Will Rosinsky was not well known outside of the New York City area, where he was an amateur standout, prior to his showdown with former U.S. boxing team roommate Edwin Rodriguez in Mashantucket, Conn., on Friday.
That changed during the course of the entertaining and hotly contested 10-round ShoBox: The New Generation main event. Rosinsky proved to be every bit the equal of Rodriguez, a highly touted super middleweight prospect.
However, the 26-year-old Queens, N.Y., native didn’t get any credit for his spirited performance by the official judges, who unanimously scored the bout a 100-90 shutout in favor of Rodriguez (20-0, 14 knockouts).
So Rosinsky (14-1, 8 KOs) is now known to a national audience of hardcore fans. He’s that guy who went tit for tat with Rodriguez in an excellent slugfest and then got totally screwed by the judges.

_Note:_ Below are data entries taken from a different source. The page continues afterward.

PR #518, opened 2018-10-03
mesg-dev: introduce development container, closes #517

### LINKED ISSUE #517: create a container for development
_related proposal on [forum](https://forum.mesg.com/t/create-container-for-development-scripts/62)._

this container is going to be used to have the same dependencies for development env in developers machines.

it'll mainly be used to run _scripts_ that has 3rd party dependencies and it's also possible to use it to execute commands like _go run_, _go test_.

this container can be named as **mesg-dev**.

usage example:
```
$ cd $GOPATH/src/github.com/mesg-foundation/core

// current usage
$ ./scripts/generate-assets.sh

// new usage > only has the container prefix
$ docker run -v `pwd` mesg-dev ./scripts/generate-assets.sh

// note that since there is no much change on between the current and new usage,
// the new syntax is very straightforward to use and can be easily guessed.
```

ilgooz:
* this provides a development container for devs to provide the 3rd party dependencies and even for running go commands.
* to run things in development container add ./mesg-dev prefix to any command.
* usage examples:
    - ./mesg-dev ./scripts/build-proto.sh
    - ./mesg-dev ./dev-cli status
    - ./mesg-dev ls


ilgooz:
what do you think about _mesg-dev_ file name? do you prefer _dev_ instead?

ilgooz:
maybe we should also add following section to _vendor/_ as a library to have the same version for everybody and we already have the _go install_ on vendor/ in Dockerfile, this way it can produce the binaries from the vendor/.

```
# install dependencies of ./scripts.
RUN go get github.com/golang/protobuf/protoc-gen-go && \
    go get github.com/jteeuwen/go-bindata/... && \
    go get github.com/pseudomuto/protoc-gen-doc/cmd/protoc-gen-doc
```

ilgooz:
I've removed the line about removing _vendor/_ that added by _ADD_ inside _Dockerfile-dev_ because it didn't work since files are already cached.

We're mounting the host path of core to the container and _vendor/_ has two copies inside host and container. I though there can be conflicts but there is nothing to worry about, docker only cares about files in the [host machine](https://stackoverflow.com/a/39647631/2175257).

ilgooz:
_go-bindata_ somehow behaves differently when running in dev container. might be relevant with runtime arguments.

corresponding error:
```
$ ./mesg-dev ./scripts/generate-assets.sh
bindata: open /go/src/github.com/mesg-foundation/core/schema.json: no such file or directory
```

ilgooz:
> _go-bindata_ somehow behaves differently when running in dev container. might be relevant with runtime arguments.
> 
> corresponding error:
> 
> ```
> $ ./mesg-dev ./scripts/generate-assets.sh
> bindata: open /go/src/github.com/mesg-foundation/core/schema.json: no such file or directory
> ```

solved by updating import path of _go-bindata_ with the correct one.

ilgooz:
action required, forum [discussion](https://forum.mesg.com/t/create-container-for-development-scripts/62/11) is not completely finalized.

ilgooz:
requires action @mesg-foundation/core

ilgooz:
> Ok for me, if we can make sure that the scripts cannot be called on the host machine but only using the container that would be perfect.

done. /cc @antho1404

ilgooz:
@mesg-foundation/core please review and merge

PR #520, opened 2018-10-03
Add a dedicated task for integration test

NicolasMahe:
The integration test task is still running all the time because so package are still not fully unit tested based.

The goal of this PR is to see the difference between the time and codecov between the unit test and integration test.


NicolasMahe:
I'm closing this PR because it doesn't make sense to separate integration test.
On the opposite, we should not consider different type of test but which type is best to test a specific feature.
See https://forum.mesg.com/t/merge-logic-of-unit-and-integration-test/85

PR #521, opened 2018-10-03
Remove point at the end of sentence

NicolasMahe:


ilgooz:
Please see [this](https://forum.mesg.com/t/error-prone-behavior-while-running-assertions-in-goroutines-in-tests/80) forum post about why tests are not passing in this PR.

PR #524, opened 2018-10-04
fix sync issue on status send chans and sync issue on gRPC deploy stream sends

ilgooz:


commands/service_dev.go
```diff
@@ -51,8 +51,11 @@ func (c *serviceDevCmd) preRunE(cmd *cobra.Command, args []string) error {
 
 func (c *serviceDevCmd) runE(cmd *cobra.Command, args []string) error {
 	statuses := make(chan provider.DeployStatus)
-	go printDeployStatuses(statuses)
+	statusPrintDone := make(chan struct{})
```
krhubert: Use sync.Waitgroup as it's perfect for sync. goroutines (it applies everywhere where done channel is used)

```go
var wg sync.WaitGroup
wg.Add(1)
go func() {
  printDeployStatuses()
  wg.Done()
}()

Deploy()
wg.Wait()
```

ilgooz: done chans are pretty common and really simple to use. could you create a proposal for this on forum by referencing this PR please?

NicolasMahe:
What was the issue that this PR fixes?

ilgooz:
> What was the issue that this PR fixes?

it solves several synchronization bugs in the code.

for the case with gRPC, if we don't have [this](https://github.com/mesg-foundation/core/pull/524/files#diff-cc307140c73bc10debbf2d78fb4eb4b3R33) waiter, there is a possibility of ending the stream by sending the[ last message](https://github.com/mesg-foundation/core/blob/dev/protobuf/coreapi/api.proto#L250-L254) (serviceID or validationErr). In that case if we cannot send all the status messages before, they will be lost.

same thing happens in some other places where status messages are send. for example for in commands package there is a possibility that execution of dev/deploy commands will be done before printing all of the status messages to _os.Stdout_.

commands/service_dev.go
ilgooz: this is a good argument, changes will be made 👍

PR #1017, opened 2016-04-14
Fix Default TCP endpoint in client

hongdai:
* It should be tcp-default, not the no security one.
* A one line of code change that will fixes several security tests.


zhenlan:
LGTM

However, the unfair scorecards should not take away from the terrific efforts both fighters put forth from start to finish.
Rosinsky, who has spent most of his pro career fighting at light heavyweight, was the aggressor for much of the fight. The stocky 5-foot-10 boxer-puncher pressured Rodriguez behind a stiff jab and accurate straight right.
Rodriguez utilized lateral movement but counter-punched on the fly and periodically planted his feet to drop hard combinations. The 6-foot-1 resident of Worcestor, Mass., landed body shots, right crosses, uppercuts, and a powerful hook that momentarily stunned Rosinsky at the end of the eighth round.
However, Rosinsky, who had dominated most of the action in the eighth, pinned Rodriguez in a corner and the two exchanged vicious shots for the final 15 seconds of the round.
That was the story of the fight. Anytime one fighter appeared to be on the verge of taking control, the other rallied to even the score. Or so the boxing writers and hardcore fans who Tweeted as the watched the fight believed. Most thought they witnessed a fight that could go either way.
In the co-featured bout of the Showtime broadcast, undefeated junior welterweight Gabriel Bracero easily out-worked Daniel Sostre en route to a 10-round unanimous decision.
Bracero (18-0, 3 KOs), who won by scores of 100-90 (twice) and 99-91, was the aggressor, the busier fighter and the more accurate puncher throughout the bout. Sostre (11-5-1, 4 KOs) occasionally stood and traded with Bracero late in the bout, but spent the first six rounds of the fight backpedaling and trying to avoid contact.